一早起来,锦瑟就发现整个山庄居然除了她没有第二个大活人了。

    她疑惑地逛了一圈后,再试探地走到山庄大门前,还是没有人出现。原先的禁锢似乎一夜间消失了。这本来是件好事。然而令所有人惊讶的是,出人意料的锦王爷并没有激动地立即离去。

    她只是疑惑地抬头看了看庄园正门前的牌匾,随即某些内功好的人还可以听到她的喃喃自语:“还真叫名剑山庄,以为拍电视剧啊。”

    然后她叹了口气,转身又进去了。

    这真的是叫所有人大跌眼镜。

    之后的几天,锦王爷依旧活的很是滋润。没有人伺候,她便自得的自己动手烧饭煮菜,堂堂皇女居然会烧菜洗衣,这是第二个让那个暗处的人惊愕的说不出话来的地方。

    甚至这些做出来的菜并非是想象中的无法下咽,相反,还堪称美味。

    而可怜的锦瑟,则是很郁闷地发现自己做的菜经常不翼而飞掉几道。

    闲暇时,她便去书房随意借阅,既然没有人在,那么自然东西都随手可取,基本上什么书她都会涉猎一番。

    唯有一次,她在翻书时无意看到了某本春宫小说,立即皱着眉头又放了回去。那可是京城贵女间争相传阅的风流之作。

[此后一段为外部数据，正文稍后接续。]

PR #916, opened 2016-12-06
Vim patchset: vim GUI requires libstdc++

miqlas:
With this patch i was able to build it on x64 Haiku.


fbrosson:
This is great news!

To anyone who would like to merge this, please do **not** use the "Create a merge commit", as we have the **"Squash and merge"** feature that GitHub has added a few months ago.

**"Squash and merge"** is the **prefered** merge method. Thanks!

miqlas:
Please, do not merge yet, it is broken on x86.

mmuman:
Are you sure you just don't need to fix the test just the line below ? We don't use gcc**4** anymore, do we?

miqlas:
You have right, i'll fix it.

    于是这一次,锦瑟又郁闷地发现,没几天后,这整个书房都被类似的书籍和春宫图塞满了。

    看来有人是存心要戏弄她,叹气,从此不再踏足书房。

    为了解闷,她又开始用自制的鱼竿钓鱼,待池塘的鱼也都不见的时候,她又开始抚琴画画。

    总之,锦王爷总有办法可以一个人活的自在。

    也许优雅的礼仪举止是每个皇族都与生俱来的,并不足为奇,然而那种雍容的气度与平和的心气,便绝非普通的女子可有了。

    到了第三十天,幕后人终于坚持不住了。

    正当锦瑟怡然自得的在树下看书时,他现身了。

    “为什么不走?”

    “这里不是挺好?吃的喝的都有,自得其乐,也没人管我。”

    “宫里难道没有人伺候你一个堂堂的玉家皇女?”

    “男人太多!”一句话道破天机。

    来者笑了,优美的唇角微微上扬:“难道王爷对我的身份与来意丝毫不好奇么?”

    锦瑟抬头,第一眼,她就用自己的眼光确认了这是个男子,却身着女子的装束……该怎么说呢?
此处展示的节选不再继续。